Issue #965, opened 2019-02-20
add docker build and run to CI


gregsheremeta:
Feature enhancement request:

add docker build and run to CI. Several times we have changed build files / make / version scripts / etc. and the docker build has either failed or succeeded but then would fail to start.

CI should
1. build the docker container
2. make sure it starts and verify that up starting :3000 is open

PR #969, opened 2019-02-25
Added docker build to CI

bond95:
Fixes: https://github.com/oVirt/ovirt-web-ui/issues/965

### DIFF
--- a/.travis.yml
+++ b/.travis.yml
@@ -1,6 +1,30 @@
 language: node_js
+
+services:
+  - docker
+
 script:
   - ./autogen.sh --prefix=/usr --datarootdir=/share
   - yarn run build
+  - docker build --tag web-ui .
+  - docker run -d --rm -it -e ENGINE_URL=https://localhost/ovirt-engine -p 3000:3000 --name web-ui web-ui
+  - >
+    for i in {1..7}; do
+      docker logs web-ui
+      docker logs web-ui 2>&1  | grep -Pzl 'error'
+      if [ $? -eq 0 ]; then
+        echo 'oVirt VM Portal did not start up successfully'
+        exit 1
+      fi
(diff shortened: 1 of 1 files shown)


gregsheremeta:
Seems good. Did you test the failure path (test that it actually doesn't pass CI if something is wrong with the container)?

Also, what do you think about https://docs.docker.com/engine/reference/builder/#healthcheck ?

.travis.yml
```diff
@@ -1,6 +1,13 @@
 language: node_js
+
+services:
+  - docker
+
 script:
+  - docker build --tag web-ui .
```
sjd78: does it matter that the docker stuff is around the `yarn run build`?  seems like they're a bit independent, assuming the `docker build` includes running the `yarn build` within the docker container.

gregsheremeta: I think the container takes a bit to start, so the build is acting as a hacky delay. I didn't love that either, so that's why I asked about healthcheck

bond95:
> Also, what do you think about https://docs.docker.com/engine/reference/builder/#healthcheck ?

In this case is better to use `for` cycle which check logs for `errors` and if there is any it will end tests with fail.

gregsheremeta:
Why is a for loop better?

bond95:
> Why is a for loop better?

Because: 
 1. If there will be some `autogen` failure container will continue work
 2. VM Portal container will fully running only in case if there will be some engine, which we don't have in test environment, so it will stuck on authentication, so it is better to check logs outside docker system then in it.

gregsheremeta:
> > Why is a for loop better?
> 
> Because:
> 
> 1. If there will be some `autogen` failure container will continue work
> 2. VM Portal container will fully running only in case if there will be some engine, which we don't have in test environment, so it will stuck on authentication, so it is better to check logs outside docker system then in it.

+1

lgtm

Issue #973, opened 2019-02-27
Disable editing VM template


leistnerova:
Description of problem [include screenshots and browser console logs]:
Template can't be changed for created VM. But in VM detail it could be and then is error returned.

VM Portal version number: master

oVirt version number:
ovirt-engine-4.3.1.2-0.0.master.20190222171227.gita00fd1d.el7.noarch

Browser and version: FF 65.0.1

![screenshot from 2019-02-27 09-05-43](https://user-images.githubusercontent.com/29575480/53474951-eb4cc000-3a6e-11e9-92f7-1f0c70ce1bac.png)

sjd78:
From my trail-and-error testing:
  - Cannot change a VM's template
  - Cannot change a Pool VM's template
  - CAN change a Pool VM definition's template

It isn't allowed in webadmin and throws a rest error in web-ui.

To fix right now, I'll disable the UI from showing an editor on VMs.  I may leave some of the change code in the file (maybe a comment?) in case that Pool definition editing is implemented.  The code can be reused then.

PR #984, opened 2019-03-06
Remove editability of a VM's template

sjd78:
- Template cannot be changed by the user

  - Template change processing has not been removed for 2 reasons:

    1. Changing a VM's cluster may require changing the template if
       the template is not in the new cluster

    2. In future, we may want to allow editing the template of a Pool's
       VM definition and having the change handler code there will make
       that task easier

Fixes: #973 

Details card in edit mode for a stopped template created VM:
screenshot-localhost-3000-2019 03 06-15-23-43

Details card in edit mode for a running blank template created VM:
screenshot-localhost-3000-2019 03 06-15-25-20

### DIFF
--- a/src/components/VmDetails/cards/DetailsCard/index.js
+++ b/src/components/VmDetails/cards/DetailsCard/index.js
@@ -90,26 +90,9 @@ function createClusterList (clusters) {
 }
 
 /*
- * Return a normalized and sorted list of templates ready for use in a __SelectBox__ from
- * the Map of provided templates.
- */
-function createTemplateList (templates) {
-  const templateList =
-    templates
-      .toList()
-      .map(template => ({
-        id: template.get('id'),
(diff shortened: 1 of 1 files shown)


sjd78:
> Maybe it is better to remove template from `handleChange`, and return it when we need this, because for now it has no purpose and we still have it in git.

The `handleChange` code does still use the template change in a change cluster scenario:
https://github.com/oVirt/ovirt-web-ui/blob/6e63204f01933bd7ab26560d20bc3a705b0247aa/src/components/VmDetails/cards/DetailsCard/index.js#L315-L326

bond95:
> The handleChange code does still use the template change in a change cluster scenario:

Oh, ok, I see.

michalskrivanek:
"edibility"?:)

leistnerova:
LGTM

Issue #977, opened 2019-02-27
Disabled delete button on disks is not gray enough


leistnerova:
Description of problem [include screenshots and browser console logs]:
Disabled delete button on disks is not gray as in snapshots (on running VM). So the difference is bad visible.

VM Portal version number:
master
oVirt version number:
ovirt-engine-4.3.1.2-0.0.master.20190222171227.gita00fd1d.el7.noarch
Browser and version: FF 65.0.1

![screenshot from 2019-02-27 09-23-17](https://user-images.githubusercontent.com/29575480/53475884-63b48080-3a71-11e9-8eae-57888601c395.png)
![screenshot from 2019-02-27 09-23-28](https://user-images.githubusercontent.com/29575480/53475888-67480780-3a71-11e9-88c7-afcc144e36a3.png)

yodem:
@lwrigh Would you like the trash icon in the disks section to be as gray as the snapshots' color?

lwrigh:
> @lwrigh Would you like the trash icon in the disks section to be as gray as the snapshots' color?

I would recommend using the grey featured in snapshots card action buttons since that's the correct grey to use if an action is disabled.

PR #1079, opened 2019-08-05
Disabled delete button on disks and NICs is gray enough

yodem:
Fixes: #977 

Disabled delete button on disks and NICs is as gray as the play button in snapshots.

Snapshots

disks


yodem:
@lwrigh Can you please check this commit? I cant add you as a reviewer so im tagging you here :)

sgratch:
@lwrigh @yodem 
The issue here is: 
1. Does changing the delete option to a lighter grey in case of a running VM (with a tooltip explaining why removing is disabled) is applied also with PF4 conventions? Currently it's colored in a darker grey
2. If 1 is approved by Laura then I guess we'll need to change it for NICs as well

lwrigh:
> @lwrigh @yodem
> The issue here is:
> 
> 1. Does changing the delete option to a lighter grey in case of a running VM (with a tooltip explaining why removing is disabled) is applied also with PF4 conventions? Currently it's colored in a darker grey
> 2. If 1 is approved by Laura then I guess we'll need to change it for NICs as well

We definitely need some sort of tooltip with an explanation explaining why the button is disabled if the button persists. What exact use case is this for? Does this happen when the VM comes from a pool or is it because of permissions?  

I would avoid applying PF4 to just one button here. If we do one button in PF4 we should do all of them. 

@sgratch @yodem

sgratch:
@lwrigh The scenario is just trying to delete a disk or a NIC for a running VM. 
The current status is that there is a tool-tip and the delete option is disabled as required, but the delete option color is a more darker grey than in other places

sgratch:
Current state:

Screenshot from 2019-08-06 14-38-09

sgratch:
@yodem  please change title to "Disabled delete button on disks **and nics**...."

lwrigh:
> @lwrigh The scenario is just trying to delete a disk or a NIC for a running VM.
> The current status is that there is a tool-tip and the delete option is disabled as required, but the delete option color is a more darker grey than in other places

Okay that makes sense to me.

michalskrivanek:
"can't delete at this time" is not very helpful though....not much different from nothing. I mean...you try and you see that you can't right now do that:) would be better to actually describe why

lwrigh:
> "can't delete at this time" is not very helpful though....not much different from nothing. I mean...you try and you see that you can't right now do that:) would be better to actually describe why

What about "NICs cannot be deleted when the VM is running."?

michalskrivanek:
@lwrigh much better! (if it's true, of course:). Now it explains why and gives a hint to the user what needs to be done

sjd78:
@yodem - This PR needs a rebase (on upstream/master so the commit for "Asleep Changed to Suspended" can be dropped since it already got merged) and commits to be squashed.

lwrigh:
@yodem Could you post current screenshots of it? Thank you!

yodem:
Nothing has seriously changed, besides the tooltip text. 
GrayText

lwrigh:
> Nothing has seriously changed, besides the tooltip text.
> GrayText

Awesome it looks good to me!

isaranova:
LGTM

sgratch:
Verified by QE and therefore can be merged

PR #1084, opened 2019-08-08
About Dialog - Report issues URL added to branding

yodem:
So far, both in RHV and oVirt, the -"About" window dialog included a reference to github to report issues. However In RHV the customers supposed to report to access.redhat.com in case of a problem.
Now the report reference depends on what brand do you use.

Reports1

Fixed  https://bugzilla.redhat.com/show_bug.cgi?id=1724959

### DIFF
--- a/branding/fixed-strings.json
+++ b/branding/fixed-strings.json
@@ -3,5 +3,7 @@
   "LEGAL_INFO": "Released under",
   "LEGAL_INFO_LINK_TEXT": "Apache License 2.0",
   "LEGAL_INFO_LINK_URL": "https://github.com/oVirt/ovirt-web-ui/blob/master/LICENSE",
-  "DOCUMENTATION_LINK": "https://ovirt.org/documentation"
+  "DOCUMENTATION_LINK": "https://ovirt.org/documentation",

(Problem statement) Show a copy of each line from the data that includes the word "DetailsCard".

(Answer for this exercise)
--- a/src/components/VmDetails/cards/DetailsCard/index.js
+++ b/src/components/VmDetails/cards/DetailsCard/index.js
https://github.com/oVirt/ovirt-web-ui/blob/6e63204f01933bd7ab26560d20bc3a705b0247aa/src/components/VmDetails/cards/DetailsCard/index.js#L315-L326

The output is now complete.